**To do:**
Output, word for word, the span of lines that starts at the one containing "Fix Stream.toList() usage." and ends at the last line of the records.
Data for processing START
PR #397, opened 2022-08-09
Fix Stream.toList() usage.

El-Virus:
Stream.toList() is implemented in java 16, we're targeting java 8. With this PR minicraft will be able to be built again.


Makkkkus:
This pull request is actually perfect. It fits all the requirenments for a good pull request, so I will highlight this.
Data for processing END
**Result of the task:**
Fix Stream.toList() usage.

El-Virus:
Stream.toList() is implemented in java 16, we're targeting java 8. With this PR minicraft will be able to be built again.


Makkkkus:
This pull request is actually perfect. It fits all the requirenments for a good pull request, so I will highlight this.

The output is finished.